Personal information
- Born: James Orville Browning March 31, 1903 Verona, Missouri, U.S.
- Died: June 19, 1936 (aged 33) Rochester, Minnesota, U.S.
- Cause of death: Pulmonary embolism

Professional wrestling career
- Ring name(s): Jim Browning Young Stecher
- Billed height: 6 ft 2 in (188 cm)
- Billed weight: 225 lb (102 kg)
- Debut: 1923
- Retired: February 1936

= Jim Browning (wrestler) =

American professional wrestler

James Orville Browning (March 31, 1903 – June 19, 1936) was an American professional wrestler.

== Professional wrestling career ==
Browning was raised on a farm in Missouri. After working in construction and on oil fields, Browning made his debut in professional wrestling in 1923. he went on to work in many territories in the United States and Canada, feuding with wrestlers such as Jim Londos, Joe Stecher, and Ed "Strangler" Lewis. He was managed by Frank Smith.

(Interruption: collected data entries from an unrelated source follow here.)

PR #5827, opened 2015-12-26
RO/RW/Hidden options for CouchPotato

maxkoryukov:
This pull request adds new functionality to the CouchPotato.

The main target is **settings**. After applying this PL the CP will be able to work with *ro* and *rw* options and *hidden* sections.

The behavior of common options is defined by internal meta-options, which you might add to the config file. These meta-options define whether the particular option will be visible/editable in the web-interface.

There is full backward compability.

Example of usage. Assume typical `.couchpotato/settings.conf`:

```ini
    [core]
    username = cp
    **username_internal_meta = ro**
    ssl_key = 
    proxy_server = 
    
    [updater]
    **section_hidden_internal_meta = False**
    notification = 0

    ...
```
In this example we have made the *updater* section invisible, so you couldn't see its config values in the web interface.
The second thing: option `core.username` will be immutable in the web UI, since there is meta-option `username_internal_meta`.

Allowed values for options:
* \<option\>_internal_meta = ( **hidden** | **ro** | **rw** )
* section_hidden_internal_meta = ( **True** | **False** )


maxkoryukov:
Thanks to **xvkdev**

maxkoryukov:
Hello!

I have created my local branch from my local *master*. This is the reason of such big PR...

maxkoryukov:
I have created another pull request, between correct branches

PR #5849, opened 2015-12-29
Special setting for hiding folders and paths from "About page"

maxkoryukov:
Special setting for hiding folders and paths from **About page**

Just add :

```ini

[core]
hide_about_dirs = 1

```


maxkoryukov:
I have created another pull request, between correct branches

PR #5858, opened 2015-12-31
Hidden, ro and rw options for CP

maxkoryukov:
This pull request adds new functionality to the CouchPotato.

The main target is **settings**. After applying this PL the CP will be able to work with *ro*, *rw* and *hidden* options and *hidden* sections.

The behavior of common options is defined by internal meta-options, which you might add to the config file. These meta-options define whether the particular option will be visible/editable in the web interface.

There is full backward compability.

Example of usage. Lets consider this `.couchpotato/settings.conf`:

```ini
    [core]
    username = cp
    **username_internal_meta = ro**
    ssl_key =
    proxy_server =

    [updater]
    **section_hidden_internal_meta = True**
    notification = 0

    ...
```
In this example option `core.username` will be immutable in the web UI, since there is meta-option `username_internal_meta`, set to value **ro** (means *read-only*).
The second thing: we have made the *updater* section invisible, so you couldn't see its config values in the web interface.

Allowed values for options in `.couchpotato/settings.conf` file:

* \<option\>_internal_meta = ( **hidden** | **ro** | **rw** )
* section_hidden_internal_meta = ( **True** | **False** )

Thanks to **xvkdev**

### DIFF
--- a/couchpotato/static/scripts/combined.base.min.js
+++ b/couchpotato/static/scripts/combined.base.min.js
@@ -187,7 +187,6 @@ var CouchPotato = new Class({
         }
         window.addEvent("resize", self.resize.bind(self));
         self.resize();
-        self.checkCache();
     },
     checkCache: function() {
         window.addEventListener("load", function() {
@@ -1342,6 +1341,12 @@ var OptionBase = new Class({
         self.section = section;
         self.name = name;
         self.value = self.previous_value = value;
+        var writable = options && options.writable;
+        self.getReadonly = function(w) {
+            return function() {
+                return w;
+            };
+        }(!writable);
         self.createBase();
         self.create();
         self.createHint();
@@ -1393,7 +1398,11 @@ var OptionBase = new Class({
         }
     },
     save: function() {
-        var self = this, value = self.getValue();
+        var self = this, value = self.getValue(), ro = self.getReadonly();
+        if (ro) {
+            console.warn("Unable to save readonly-option " + self.section + "." + self.name);
+            return;
+        }
         App.fireEvent("setting.save." + self.section + "." + self.name, value);
         Api.request("settings.save", {
             data: {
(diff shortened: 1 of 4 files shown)


RuudBurger:
Same as other PR. Missing the scss file changes, but also the javascript source.
To change js and css, you need to run `grunt` from the root folder (install via `npm install -g grunt-cli`)

maxkoryukov:
Hello!

Most changes are in the server part. On the client side - just part of JS changed. I hadn't change any css of js files (since, it was unnecessary). If user of CP does not add new lines to the config file - nothing changes.

There is users, who don't want to see so much options in the Settings (in the UI). Also, I don't want to allow children to change pwd of CouchPotato - so I've just hide it))

couchpotato/static/style/combined.min.css
```diff
@@ -1,6 +1,6 @@
 .page.movie_details,.thumb_list .movie.hover_start .actions{pointer-events:none}
 .movies>.description a:hover,.page.movie_details .releases .buttons a:hover{text-decoration:underline}
-.update.message{background:#FFF;padding:20px;text-align:center;font-size:1.25em}
+.update.message{background:#fff;padding:20px;text-align:center;font-size:1.25em}
```
maxkoryukov: Look, just **FFF** -> **fff**

maxkoryukov:
I suppose, the thing is in scss compiler - it had changed the case of **fff** in many places. Actually - it is not my patches))

couchpotato/static/scripts/combined.base.min.js
```diff
@@ -187,7 +187,6 @@ var CouchPotato = new Class({
         }
```
maxkoryukov: It is generated file, and all changes here are just consequence of changes in the `settings.js`

maxkoryukov:
On a client side I've changed just `settings.js` , and `grunt` makes the remaining things...

I think, it could be a good idea, to remove **generated files** from git, and configure some Continious Integration System for CP. http://travis-ci.org for example.. On the last step of the build it could create all generated files, and put them to the deployment package.

Just one thing: in this case the git-autoupdate will be broken..

RuudBurger:
Yeah that is the main reason why I include the minified files. I did a build of the javascript and css on the user side before, but this gave errors with unicode chars on some windows systems. 
This way I have control of what gets pushed, but it could give some issues when dev environments aren't the same (lower case in css for you, for example). But this is not as big of an issue.
Thanks for the suggestion though.

RuudBurger:
Adding some styling, to indicate the read only fields

Issue #4596, opened 2015-01-29
Please add 2160p to the quality profiles.


sirjaymz:
As we all are preparing for 4k content, can you please add 2160p quality content to the selection of drop down list for the quality profiles.

CouchPotatoBot:
Thanks for the issue report! Before a real human comes by, please make sure your report has all the below criteria checked

- [ ] Fill in all the dots. They're there for a reason
- [ ] Post logs, either inline (for smaller logs) or using [Pastebin](http://pastebin.com/)
- [ ] Post full version information

Please make sure you also read [contribution guide](https://github.com/RuudBurger/CouchPotatoServer/blob/develop/contributing.md#issues) and followed all the steps. 
Make the title describe your issue. Having "CP not working" or "I get this bug" for 100 issues, isn't really helpful. My master will close issues if there isn't enough information. On a good day he will tag the issue on close with the reason (like `can't reproduce`), but usually he won't, the lazy asshat.

Sometimes my master seems like a grumpy cat and responds with short answers. This isn't (always) because he hates you, but because he's on mobile or busy fixing bugs. If something isn't clear, please let him know. Maybe he can teach me his awesome ways.

Thanks!

RuudBurger:
Could you provide some example release already out there for testing?

RuudBurger:
Can't find any sample movies to test this out. Please let me know when there's content

cold12:
@RuudBurger there is now some content available to test from.

Ex:
Spider-Man 2 2004 2160p WEB-DL FLAC 5 1 x264-TrollUHD
Looper 2012 2160p WEB-DL FLAC 5 1 x264-TrollUHD

pudds:
Another vote for this request here as well.  There's not much content now, but I'd like to be able to set this as my preferred quality so it's picked up as it exists and becomes more common.

cold12:
Per the guidelines I'm informing you all that I am working on this feature and will issue a pull request.

webbson:
I would also love this now. 

I've seen some releases for recent big movies available in 2160p.

RedsGT:
Another vote for this feature.

Confusingboat:
Another vote here.

If you need to create a torrent/whatever for testing, a completely free, open source movie to use would be Tears of Steel.

https://mango.blender.org/download/

http://www.imdb.com/title/tt2285752/

williestwonka:
[...]

PR #5887, opened 2016-01-06
Add 2160p quality support

cold12:
Resolves issue #4596 .

I added an app.load event to the QualityPlugin to fill the qualities every time the app loads. This is so that new qualities that are added after someone has run the application once will still show up. I tested this and didn't encounter any issues.


RuudBurger:
Thanks!

PR #5905, opened 2016-01-09
Update newznab.py to use the newznab nzb link

boranblok:
If the newznab provider provides an nzb link xml tag this is used instead of constructing a link.
If no link tag is found in the newznab response the old logic is used.

This is mainly useful if the newznab provider passes links to nzbs that are not in the same domain as the api itself. (A content delivery network for example)


RuudBurger:
Thanks!

PR #5935, opened 2016-01-14
Fixed rating.join is not a function issue

moptel:
Fixed rating.join is not a function issue/IMDB top 10 box office chart not showing


RuudBurger:
Thanks!

PR #5966, opened 2016-01-19
Restoring of the lost code

maxkoryukov:
During previous resolving of conflicts in my pull requests, a few code was lost. There was a check for writing `non-writable` options to config.

Here that code with appropriate tests.


maxkoryukov:
Wooow! Superfast merge)))) Thanks)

On February 20, 1933, Browning defeated Ed "Strangler" Lewis for the New York State Athletic Commission World Heavyweight Championship in Madison Square Gardens with an airplane scissors hold. He held the championship for 490 days, during which time he drew large crowds. On June 25, 1934, Browning dropped the title to Jim Londos.

Browning retired from wrestling in February 1936 due to ill health (trachoma, an ulcerated stomach, and liver problems).

== Death ==
Browning died on June 25, 1936, at the age of 33 from a pulmonary embolism resulting from abdominal surgery.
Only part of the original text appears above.